Data
※ ※ ※

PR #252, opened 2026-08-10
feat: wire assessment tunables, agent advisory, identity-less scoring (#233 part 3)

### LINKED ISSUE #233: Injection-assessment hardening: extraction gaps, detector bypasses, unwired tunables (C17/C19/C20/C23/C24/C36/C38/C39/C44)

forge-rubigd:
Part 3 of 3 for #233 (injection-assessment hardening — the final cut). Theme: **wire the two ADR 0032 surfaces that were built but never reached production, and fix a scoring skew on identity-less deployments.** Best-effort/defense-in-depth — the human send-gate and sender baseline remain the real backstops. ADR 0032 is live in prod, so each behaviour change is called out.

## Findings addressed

※ ※ ※

Exercise requirements
Only lines containing the word "tunables" should be copied from the material above.

Solution to the exercise
feat: wire assessment tunables, agent advisory, identity-less scoring (#233 part 3)
### LINKED ISSUE #233: Injection-assessment hardening: extraction gaps, detector bypasses, unwired tunables (C17/C19/C20/C23/C24/C36/C38/C39/C44)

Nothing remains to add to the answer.